### EXERCISE GOAL
Whenever a line below mentions the word "tormodvolden", that line should be copied.

TASK INPUT: Begin

PR #1269, opened 2023-04-07
windows: get_dev_port_number try using VID / PID

sonatique:
Since SPDRP_ADDRESS may return the actual port number, but not always, try another way of getting port number by matching VID/PID obtained via IOCTL_USB_GET_NODE_CONNECTION_INFORMATION_EX with values encoded in dev_id string, by brute-forcing initialization of temporary device objects.

If a match is found, Serial Number is verified as well. If all is succeed then port_nr is assigned to the value found, otherwise revert to port_nr and return value from SPDRP_ADDRESS.

EDIT: updated description for the new work:

SPDRP_ADDRESS is the port number only for the Microsoft hub driver. Under a FabulaTech Virtual USB Host Controller it holds an unrelated instance number, which init_device() passes on as a ConnectionIndex; the hub rejects it and the
device is dropped from the device list entirely.

When the registry properties yield nothing usable, ask the parent hub what is connected to each of its ports and match the VID/PID from the device instance ID, using the serial number to choose between identical devices. Where nothing can tell them apart, no guess is made and the SPDRP_ADDRESS value stands.

Everything goes through the hub handle, so no device is opened. That is deliberate: the caller holds priv->interface_lock while auto_claim() takes autoclaim_lock before interface_lock, so opening the device here would invert that order. The requests are bounded by hub_device_io_control() and the first timeout abandons the scan.

### DIFF
--- a/libusb/os/windows_winusb.c
+++ b/libusb/os/windows_winusb.c
@@ -98,6 +98,8 @@ static enum libusb_transfer_status composite_copy_transfer_data(int sub_api, str
 static int composite_endpoint_supports_raw_io(int sub_api, struct libusb_device_handle* dev_handle, uint8_t endpoint);
 static int composite_endpoint_set_raw_io(int sub_api, struct libusb_device_handle* dev_handle, uint8_t endpoint, int enable);
 static int composite_get_max_raw_io_transfer_size(int sub_api, struct libusb_device_handle* dev_handle, uint8_t endpoint);
+// Other prototypes
+static bool find_dev_port_number_by_descriptor(struct libusb_device *dev, struct libusb_device *parent_dev, DWORD hint_port, DWORD *port_nr);
 
 static usbi_mutex_t autoclaim_lock;
 
@@ -1562,13 +1564,14 @@ static int init_device(struct libusb_device *dev, struct libusb_device *parent_d
 	return LIBUSB_SUCCESS;
 }
 
-static bool get_dev_port_number(HDEVINFO dev_info, SP_DEVINFO_DATA *dev_info_data, DWORD *port_nr)
+static bool get_dev_port_number(struct libusb_device *dev, HDEVINFO dev_info, SP_DEVINFO_DATA *dev_info_data, struct libusb_device *parent_dev, DWORD *port_nr)
 {
 	char buffer[MAX_KEY_LENGTH];
 	DWORD size;
 	const char *start = NULL;
 	char *end = NULL;
 	long long port;
+	bool address_is_port;
 
 	// First try SPDRP_LOCATION_INFORMATION, which returns a REG_SZ. The string *may* have a format
 	// similar to "Port_#0002.Hub_#000D", in which case we can extract the port number. However, we
@@ -1612,11 +1615,20 @@ static bool get_dev_port_number(HDEVINFO dev_info, SP_DEVINFO_DATA *dev_info_dat
 		}
 	}
 
-	// Lastly, try SPDRP_ADDRESS, which returns a REG_DWORD. The address *may* be the port number,
-	// which is true for the Microsoft driver but may not be true for other drivers. However, we
-	// have no other options here but to accept what it returns.
-	return pSetupDiGetDeviceRegistryPropertyA(dev_info, dev_info_data, SPDRP_ADDRESS,
+	// Next try SPDRP_ADDRESS, which returns a REG_DWORD. The address *may* be the port number,
+	// which is true for the Microsoft driver but may not be true for other drivers.
+	address_is_port = pSetupDiGetDeviceRegistryPropertyA(dev_info, dev_info_data, SPDRP_ADDRESS,
 			NULL, (PBYTE)port_nr, sizeof(*port_nr), &size) && (size == sizeof(*port_nr));
+
+	// Lastly, ask the parent hub which of its ports carries this device. Some hub drivers
+	// (notably virtual ones) store an unrelated instance number in SPDRP_ADDRESS, so prefer
+	// a positive descriptor match over it when we can get one. SPDRP_ADDRESS is unreliable
+	// rather than useless, so hand it over as the first port to check.
+	if (parent_dev != NULL && find_dev_port_number_by_descriptor(dev, parent_dev,
+			address_is_port ? *port_nr : 0, port_nr))
+		return true;
+
+	return address_is_port;
 }
 
 static int enumerate_hcd_root_hub(struct libusb_context *ctx, const char *dev_id,
@@ -2328,7 +2340,9 @@ static int winusb_get_device_list(struct libusb_context *ctx, struct discovered_
 				case USB_API_HUB:
 					parent_dev = get_ancestor(ctx, dev_info_data.DevInst, NULL);
 					if (parent_dev == NULL) {
-						if (!get_dev_port_number(*dev_info, &dev_info_data, &hub_port_nr) || hub_port_nr == 0) {
+						// parent_dev is NULL here, so this is a registry-only lookup:
+						// with no parent hub to interrogate there is nothing to match against.
+						if (!get_dev_port_number(dev, *dev_info, &dev_info_data, NULL, &hub_port_nr) || hub_port_nr == 0) {
 							if (bus_number == UINT8_MAX) {
 								usbi_warn(ctx, "program assertion failed - found more than %u buses, skipping the rest", UINT8_MAX);
 								break;
@@ -2379,7 +2393,7 @@ static int winusb_get_device_list(struct libusb_context *ctx, struct discovered_
 					libusb_unref_device(parent_dev);
 					r = LIBUSB_SUCCESS;
 				} else {
-					if (!get_dev_port_number(*dev_info, &dev_info_data, &port_nr))
+					if (!get_dev_port_number(dev, *dev_info, &dev_info_data, parent_dev, &port_nr))
 						usbi_warn(ctx, "could not retrieve port number for device '%s': %s", dev_id, windows_error_str(0));
 					r = init_device(dev, parent_dev, (uint8_t)port_nr, dev_info_data.DevInst);
 					usbi_mutex_unlock(&priv->interface_lock);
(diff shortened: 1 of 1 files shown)


sonatique:
> @sonatique
> 
> Please help to share some background info and show one example that `SPDRP_ADDRESS is incorrect`. Thanks.

As stated in a comment in the current code: "try SPDRP_ADDRESS, which returns a REG_DWORD. The address *may* be the port number", or it may not.

When experimenting with "FabulaTech Virtual USB Host Controller" (USB-Ethernet bridge) under Hyper-V virtual machine, I found out that indeed, SPDRP_ADDRESS access returns true (so this key is found in registry) but we get an obviously wrong port number. This is because SPDRP_ADDRESS registry key does not seem to be standardised. In my case the number found here was simply an instance number not related to port number at all.

Under regular Windows, I experienced that either we get an port number from SPDRP_LOCATION_INFORMATION or SPDRP_LOCATION_PATHS, or trying SPDRP_ADDRESS return false (such key don't exist). 

Therefore I devised another alternate way to obtain a valid port_number. In my experience, either this code is not called at all (nor is the call using SDRP_ADDRESS) because earlier access to registry lead to a valid port_number, or the SDRP_ADDRESS is not valid and it makes sense to call my new, somehow heavier, implementation.

mcuee:
@sonatique 

I see. I think your explanation is good. I do not have such device to test though.

mcuee:
@tormodvolden 

I think this PR is good to go. Please review as well. Thanks.

mcuee:
@tormodvolden and other reviewers, please take a look at this PR when you have some time. Thanks.

seanm:
I don't know Windows, but I looked this over and don't see anything obviously wrong.

mcuee:
I have set this for milestone 1.0.31.

But the conflicts need to be fixed and we need to wait for the review of the other maintainers.

sonatique:
@mcuee @seanm : I decided to rework on this PR. Since it was 3 years old, I first add to adapt it to several changes that came in between. Some of them forced me to reconsider the implementation from scratch, and I found issues along the way.

This present form is much better, and I tested it as much as I could: a) for regression in the normal case b) for the case the PR address, i.e. the Fabula Virtual USB.

@mcuee : you asked back for a concrete example where SPDRP_ADDRESS is wrong. Here it is, from a FabulaTech Virtual USB Host Controller under Hyper-V. 

I used `listdevs`. The symptom turns out to be worse than a wrong port number: the device disappears from the device list entirely.

master:

```
warning [init_device] could not get node connection information for device
        'USB\VID_9999&PID_0200\XYZ-33100': [87] The parameter is incorrect.
warning [winusb_get_device_list] failed to initialize device 'USB\VID_9999&PID_0200\XYZ-33100'
```

`listdevs` reports only the root hub. SPDRP_ADDRESS hands back an unrelated instance number, init_device() passes it as a ConnectionIndex, the hub rejects it as an invalid parameter, and the device is dropped: invisible to applications.

this PR:

```
debug [find_dev_port_number_by_descriptor] matched device 'USB\VID_9999&PID_0200\XYZ-33100'
      to port 1 of hub \\?\ROOT#SYSTEM#0001#{...} by serial number
debug [init_device] (bus: 1, addr: 0, depth: 1, port: 1): 'USB\VID_9999&PID_0200\XYZ-33100'
```

`listdevs: 9999:0200 (bus 1, device 0) path: 1`

I found no regression on normal Windows: on a 21-device tree (3 root hubs, nested external hubs) the device list and testlibusb strings are byte-identical to master, and the new code never runs at all: the registry lookups always win, confirmed with debug logging.

The fallback itself was exercised by forcing every device through it: ports identical to the registry in every case. Also confirmed: serial-number disambiguation of identical twins on one hub, refusal to guess when identical serial-less devices cannot be told apart, and the request-timeout path (bounded by hub_device_io_control() from #1882, scan abandoned, port still correct).

The implementation has been reworked since the last review so it is worth a fresh look. 

The main change: it no longer opens the device: the parent hub is queried instead, which avoids a lock-order inversion with auto_claim() and works whatever driver is bound.

mcuee:
Let me carry out some simple tests to see if there are any regression or not over the weekend.

mcuee:
No regressions here with my Dell Desktop.

I tested stress_mt and testcore as well.


```
 libusb_pr1269  $Env:LIBUSB_DEBUG=3
 libusb_pr1269  .\build\v145\x64\Release-Hotplug-MT\listdevs.exe
libusb: info [winusbx_init] WinUSB DLL available (with isoch support)
libusb: info [windows_init] UsbDk backend is not available
1a2c:7fff (bus 3, device 11) path: 2.3.2.2
047f:c056 (bus 1, device 4) path: 6
413c:b06e (bus 3, device 7) path: 2.5
413c:b06f (bus 3, device 10) path: 2.3.5
1bcf:2bb4 (bus 1, device 1) path: 3
7768:642c (bus 3, device 15) path: 2.3.2.1
0bda:402e (bus 3, device 9) path: 2.3.4
24ae:4057 (bus 3, device 12) path: 2.3.2.3
0424:2740 (bus 3, device 13) path: 2.3.2.5
8087:0033 (bus 1, device 3) path: 10
0b95:772b (bus 1, device 6) path: 7.1
0bda:8153 (bus 3, device 5) path: 4.4
16c0:05dc (bus 1, device 10) path: 7.4
0bda:0413 (bus 3, device 2) path: 4.3
0bda:0487 (bus 3, device 1) path: 4
05e3:0608 (bus 1, device 5) path: 7
8086:15f0 (bus 3, device 0)
0bda:5487 (bus 3, device 3) path: 2
8086:7ec0 (bus 2, device 0)
0424:2744 (bus 3, device 8) path: 2.3.2
8086:7e7d (bus 1, device 0)
0bda:5413 (bus 3, device 6) path: 2.3
0424:5744 (bus 3, device 4) path: 4.3.2

 libusb_pr1269  .\build\v145\x64\Release-Hotplug-MT\testlibusb.exe
libusb: info [winusbx_init] WinUSB DLL available (with isoch support)
libusb: info [windows_init] UsbDk backend is not available
Dev (bus 3, device 11): 1A2C - 7FFF speed: 12M
libusb: warning [hid_open] could not open HID device in R/W mode (keyboard or mouse?) - trying without
  Manufacturer:
  Product:                   2.4G Wireless Device
Dev (bus 1, device 4): 047F - C056 speed: 12M
  Manufacturer:              Plantronics
  Product:                   Plantronics Blackwire 3220 Series
Dev (bus 3, device 7): 413C - B06E speed: 480M
Dev (bus 3, device 10): 413C - B06F speed: 480M
Dev (bus 1, device 1): 1BCF - 2BB4 speed: 480M
  Manufacturer:              CN03N9728LU00548DCG8A00
  Product:                   Integrated_Webcam_FHD
Dev (bus 3, device 15): 7768 - 642C speed: 12M
libusb: warning [hid_open] could not open HID device in R/W mode (keyboard or mouse?) - trying without
  Manufacturer:              Dongle
  Product:                   Inphic IN9 SLE
Dev (bus 3, device 9): 0BDA - 402E speed: 480M
Dev (bus 3, device 12): 24AE - 4057 speed: 1.5M
libusb: warning [hid_open] could not open HID device in R/W mode (keyboard or mouse?) - trying without
libusb: warning [hid_open] could not open HID device in R/W mode (keyboard or mouse?) - trying without
  Manufacturer:              SEMICO
  Product:                   USB Keyboard
Dev (bus 3, device 13): 0424 - 2740 speed: 480M
  Manufacturer:              Microchip Tech
  Product:                   Hub Controller
Dev (bus 1, device 3): 8087 - 0033 speed: 12M
Dev (bus 1, device 6): 0B95 - 772B speed: 480M
Dev (bus 3, device 5): 0BDA - 8153 speed: 5G
Dev (bus 1, device 10): 16C0 - 05DC speed: 1.5M
  Manufacturer:              www.fischl.de
  Product:                   USBasp
Dev (bus 3, device 2): 0BDA - 0413 speed: 5G
Dev (bus 3, device 1): 0BDA - 0487 speed: 10G
Dev (bus 1, device 5): 05E3 - 0608 speed: 480M
Dev (bus 3, device 0): 8086 - 15F0 speed: 10G
Dev (bus 3, device 3): 0BDA - 5487 speed: 480M
Dev (bus 2, device 0): 8086 - 7EC0 speed: 5G
Dev (bus 3, device 8): 0424 - 2744 speed: 480M
Dev (bus 1, device 0): 8086 - 7E7D speed: 5G
Dev (bus 3, device 6): 0BDA - 5413 speed: 480M
Dev (bus 3, device 4): 0424 - 5744 speed: 5G
```

mcuee (approved):

mcuee:
Output from current git.

```
 libusb  .\build\v145\x64\Release-Hotplug-MT\listdevs.exe
libusb: info [winusbx_init] WinUSB DLL available (with isoch support)
libusb: info [windows_init] UsbDk backend is not available
1a2c:7fff (bus 3, device 11) path: 2.3.2.2
047f:c056 (bus 1, device 4) path: 6
413c:b06e (bus 3, device 7) path: 2.5
413c:b06f (bus 3, device 10) path: 2.3.5
1bcf:2bb4 (bus 1, device 1) path: 3
7768:642c (bus 3, device 15) path: 2.3.2.1
0bda:402e (bus 3, device 9) path: 2.3.4
24ae:4057 (bus 3, device 12) path: 2.3.2.3
0424:2740 (bus 3, device 13) path: 2.3.2.5
8087:0033 (bus 1, device 3) path: 10
0b95:772b (bus 1, device 6) path: 7.1
0bda:8153 (bus 3, device 5) path: 4.4
16c0:05dc (bus 1, device 10) path: 7.4
0bda:0413 (bus 3, device 2) path: 4.3
0bda:0487 (bus 3, device 1) path: 4
05e3:0608 (bus 1, device 5) path: 7
8086:15f0 (bus 3, device 0)
0bda:5487 (bus 3, device 3) path: 2
8086:7ec0 (bus 2, device 0)
0424:2744 (bus 3, device 8) path: 2.3.2
8086:7e7d (bus 1, device 0)
0bda:5413 (bus 3, device 6) path: 2.3
0424:5744 (bus 3, device 4) path: 4.3.2
 libusb  .\build\v145\x64\Release-Hotplug-MT\testlibusb.exe
libusb: info [winusbx_init] WinUSB DLL available (with isoch support)
libusb: info [windows_init] UsbDk backend is not available
Dev (bus 3, device 11): 1A2C - 7FFF speed: 12M
libusb: warning [hid_open] could not open HID device in R/W mode (keyboard or mouse?) - trying without
  Manufacturer:
  Product:                   2.4G Wireless Device
Dev (bus 1, device 4): 047F - C056 speed: 12M
  Manufacturer:              Plantronics
  Product:                   Plantronics Blackwire 3220 Series
Dev (bus 3, device 7): 413C - B06E speed: 480M
Dev (bus 3, device 10): 413C - B06F speed: 480M
Dev (bus 1, device 1): 1BCF - 2BB4 speed: 480M
  Manufacturer:              CN03N9728LU00548DCG8A00
  Product:                   Integrated_Webcam_FHD
Dev (bus 3, device 15): 7768 - 642C speed: 12M
libusb: warning [hid_open] could not open HID device in R/W mode (keyboard or mouse?) - trying without
  Manufacturer:              Dongle
  Product:                   Inphic IN9 SLE
Dev (bus 3, device 9): 0BDA - 402E speed: 480M
Dev (bus 3, device 12): 24AE - 4057 speed: 1.5M
libusb: warning [hid_open] could not open HID device in R/W mode (keyboard or mouse?) - trying without
libusb: warning [hid_open] could not open HID device in R/W mode (keyboard or mouse?) - trying without
  Manufacturer:              SEMICO
  Product:                   USB Keyboard
Dev (bus 3, device 13): 0424 - 2740 speed: 480M
  Manufacturer:              Microchip Tech
  Product:                   Hub Controller
Dev (bus 1, device 3): 8087 - 0033 speed: 12M
Dev (bus 1, device 6): 0B95 - 772B speed: 480M
Dev (bus 3, device 5): 0BDA - 8153 speed: 5G
Dev (bus 1, device 10): 16C0 - 05DC speed: 1.5M
  Manufacturer:              www.fischl.de
  Product:                   USBasp
Dev (bus 3, device 2): 0BDA - 0413 speed: 5G
Dev (bus 3, device 1): 0BDA - 0487 speed: 10G
Dev (bus 1, device 5): 05E3 - 0608 speed: 480M
Dev (bus 3, device 0): 8086 - 15F0 speed: 10G
Dev (bus 3, device 3): 0BDA - 5487 speed: 480M
Dev (bus 2, device 0): 8086 - 7EC0 speed: 5G
Dev (bus 3, device 8): 0424 - 2744 speed: 480M
Dev (bus 1, device 0): 8086 - 7E7D speed: 5G
Dev (bus 3, device 6): 0BDA - 5413 speed: 480M
Dev (bus 3, device 4): 0424 - 5744 speed: 5G
```

sonatique:
@Youw @seanm : I wish to merge this PR soon, would you like more time to review it? Thanks!

libusb/os/windows_winusb.c
```diff
@@ -2587,6 +2601,371 @@ static int usbi_utf16le_to_utf8(uint8_t const *src, int src_length, char *dst, i
...
+		return false;
+
+	langid = (uint16_t)sd.desc.bString[0] | ((uint16_t)sd.desc.bString[1] << 8);
+
+	memset(&sd, 0, sizeof(sd));
+	sd.req.ConnectionIndex = connection_index;
+	sd.req.SetupPacket.bmRequest = LIBUSB_ENDPOINT_IN;
+	sd.req.SetupPacket.bRequest = LIBUSB_REQUEST_GET_DESCRIPTOR;
+	sd.req.SetupPacket.wValue = (LIBUSB_DT_STRING << 8) | string_idx;
+	sd.req.SetupPacket.wIndex = langid;
```
Youw, line 2655: [P2] Use LANGID 0x0409 for this comparison

This string is compared with the serial suffix that Windows placed in the device instance ID. Microsoft states that Windows always requests USB serial numbers with LANGID 0x0409. This code instead uses the first LANGID from descriptor zero. If another language is first, the strings can differ. The scan can then retain the untrusted `SPDRP_ADDRESS` for devices that the serial number could distinguish. Request `string_idx` with `wIndex = 0x0409`; the descriptor-zero request and `langid` variable then become unnecessary.

[Microsoft USB FAQ](https://learn.microsoft.com/en-us/windows-hardware/drivers/usbcon/usb-faq--introductory-level#what-langid-is-used-to-extract-a-devices-serial-number)

libusb/os/windows_winusb.c
```diff
@@ -2587,6 +2601,371 @@ static int usbi_utf16le_to_utf8(uint8_t const *src, int src_length, char *dst, i
...
+	if (vid == 0 || vid > UINT16_MAX || pid > UINT16_MAX)
+		return false;
+
+	// The instance ID ends with the serial number when the device reports one,
+	// e.g. "USB\VID_0403&PID_6001\A6008isP". When it does not, Windows synthesises
+	// an ID containing '&', which can never match a real serial number.
+	dev_id_serial = strrchr(priv->dev_id, '\\');
+	if (dev_id_serial != NULL) {
+		dev_id_serial++;
+		if (*dev_id_serial == '\0' || strchr(dev_id_serial, '&') != NULL)
```
Youw, line 2800: [P2] Keep valid serial numbers that contain `&`

`&` is byte 0x26. Microsoft rejects byte 0x2C, bytes below 0x20, and bytes above 0x7F in USB serial numbers, so `&` is valid. A serial such as `ABC&123` is discarded here. With identical VID/PID devices, this removes the discriminator and can leave the invalid `SPDRP_ADDRESS` in use. A synthesized ID for a serial-less device cannot match a descriptor because `iSerialNumber` is zero, so reject only an empty suffix here.

[Microsoft USB FAQ](https://learn.microsoft.com/en-us/windows-hardware/drivers/usbcon/usb-faq--introductory-level#what-characters-or-bytes-are-valid-in-a-usb-serial-number)

```suggestion
		if (*dev_id_serial == '\0')
```

libusb/os/windows_winusb.c
```diff
@@ -2587,6 +2601,371 @@ static int usbi_utf16le_to_utf8(uint8_t const *src, int src_length, char *dst, i
...
+		bool timed_out = false;
+
+		if (!get_port_connection_info(ctx, hub_handle, (ULONG)port, &conn_info, &timed_out)) {
+			if (timed_out) {
+				usbi_warn(ctx, "port %u of hub %s timed out, abandoning the scan for '%s'",
+					port, parent_priv->path, priv->dev_id);
+				scan_incomplete = true;
+				break;
+			}
+			continue;
```
Youw, line 2882: [P2] Mark a failed port query as an incomplete scan

A non-timeout IOCTL failure skips this port but leaves `scan_incomplete` false. A single VID/PID match on a later port can then pass the final uniqueness check. The skipped port can hold the current device while the match is an identical device, so `init_device()` receives the other device's port. Mark the scan incomplete before continuing. A serial match can still return before the incomplete-scan check.

```suggestion
			scan_incomplete = true;
			continue;
```

libusb/os/windows_winusb.c
```diff
@@ -2587,6 +2601,371 @@ static int usbi_utf16le_to_utf8(uint8_t const *src, int src_length, char *dst, i
...
+	// that was never reached could hold the same VID/PID.
+	if (scan_incomplete)
+		return false;
+
+	// A single VID/PID match is unambiguous only if every port could be identified. 
+	// A port in a failure state may hold this device while the lone match is an
+	// identical twin elsewhere on the hub, and taking it would hand back the twin's port.
+	// Where the instance ID carries a serial number the two could have been told apart,
+	// so not having matched it is a failure here rather than a reason to fall back on the count.
+	if (vid_pid_matches == 1 && !(dev_id_serial != NULL && unidentified_port_seen)) {
```
Youw, line 2947: [P2] Reject VID/PID-only matches when any port is unidentified

When the target has no serial number, this expression ignores `unidentified_port_seen`. If the failed-status port holds the target and another port holds a serial-less twin, the function returns the twin's port. That is the guess that the PR description says to avoid. Require `!unidentified_port_seen` for every VID/PID-only result. Also mark `DeviceEnumerating` and `DeviceReset` as unidentified; those ports can hold the target during hotplug or reset, and the incorrect mapping becomes initialized before a later scan can correct it.

```suggestion
	if (vid_pid_matches == 1 && !unidentified_port_seen) {
```

Youw (changes requested):
Codex found four blocking correctness cases in the new port fallback:

- The serial request does not use the LANGID that Windows uses for the device instance ID.
- A valid serial number that contains `&` is treated as a synthetic ID.
- A failed port query does not make the scan incomplete.
- A VID/PID-only result can be accepted while another port is unidentified.

`git diff --check` also reports trailing whitespace on `windows_winusb.c:2942`.

The Windows CI matrix is green. The Linux failure is an unrelated Emscripten link failure.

TASK INPUT: End

### TASK SOLUTION
@tormodvolden 
@tormodvolden and other reviewers, please take a look at this PR when you have some time. Thanks.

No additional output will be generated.